Dataset entries
PR #3108, opened 2023-12-07
restore, and from now on CI-test for entry point

pajod:
1. We want the built package to install a "gunicorn" script.
   * Tell setuptools, now it reads that from `pyproject.toml`
   * Fixes: https://github.com/benoitc/gunicorn/issues/3119
2. We want that script to work and reasonable output when called `gunicorn --help`
   * Have CI `assert` that
3. We want the entry point to work more or less interchangeably with `python3 -m gunicorn` (that is: `__main__.py`)
   * Have CI `assert` that

Driveby fixes:

4. GitHub actions finish faster when the setup-python knows which dependencies are reused
    * potentially unwanted effects for private dependencies - OK, we only use PyPi hosted (and occasionally public GitHub)
    * Verification: In section "Install Dependencies" logs will say "Using cached" in place of "Downloading"
5. Some python tools fail to agree with GitHub runners about console capabilities.
   * Enforce color output
   * Verification: I have seen it work.
6. Removed `cryptography` dependency *again*. 
   * commit 91cb3dc67cb3a711336de8f2bc1f18dfe9ad57bf does not justify including it, if it was indeed needed maybe it should be referenced elsewhere (somewhere not parsed by CI)
   * Verification: Removing it did not noticeably break or slow down CI
7. GitHub actions are versioned. If they improve things, we want that.
   * Since we do not depend on versioned features, we can just bump the major version and automatically use a recent release.
   * Verification: Did not noticeably break or slow down CI

### DIFF
--- a/requirements_dev.txt
+++ b/requirements_dev.txt
@@ -1,4 +1,9 @@
 -r requirements_test.txt
 
+# setuptools v68.0 fails hard on invalid pyproject.toml
+# which a developer would want to know
+# otherwise, oldest known-working version is 61.2
+setuptools>=68.0
+
 sphinx
 sphinx_rtd_theme
--- a/.github/workflows/lint.yml
+++ b/.github/workflows/lint.yml
@@ -2,6 +2,9 @@ name: lint
 on: [push, pull_request]
 permissions:
   contents: read # to fetch code (actions/checkout)
+env:
+  # note that some tools care only for the name, not the value
+  FORCE_COLOR: 1
 jobs:
   lint:
     name: tox-${{ matrix.toxenv }}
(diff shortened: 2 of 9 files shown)


requirements_dev.txt
```diff
@@ -1,4 +1,9 @@
 -r requirements_test.txt
 
+# setuptools v68.0 fails hard on invalid pyproject.toml
+# which a developer would want to know
+# otherwise, oldest known-working version is 61.2
+setuptools>=68.0
```
tilgovi, line 6: Should this be `>` instead of `>=` then?

tilgovi (approved):

requirements_dev.txt
tilgovi: Oh, I see! "Fails hard" is a good thing here :-)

• _DIRECTIONS FOR THIS TASK_: The required output is the set of lines from the first line of the data through the line that contains "4. GitHub actions", transcribed exactly.

• _RESPONSE TO THE TASK_:
PR #3108, opened 2023-12-07
restore, and from now on CI-test for entry point

pajod:
1. We want the built package to install a "gunicorn" script.
   * Tell setuptools, now it reads that from `pyproject.toml`
   * Fixes: https://github.com/benoitc/gunicorn/issues/3119
2. We want that script to work and reasonable output when called `gunicorn --help`
   * Have CI `assert` that
3. We want the entry point to work more or less interchangeably with `python3 -m gunicorn` (that is: `__main__.py`)
   * Have CI `assert` that

Driveby fixes:

4. GitHub actions finish faster when the setup-python knows which dependencies are reused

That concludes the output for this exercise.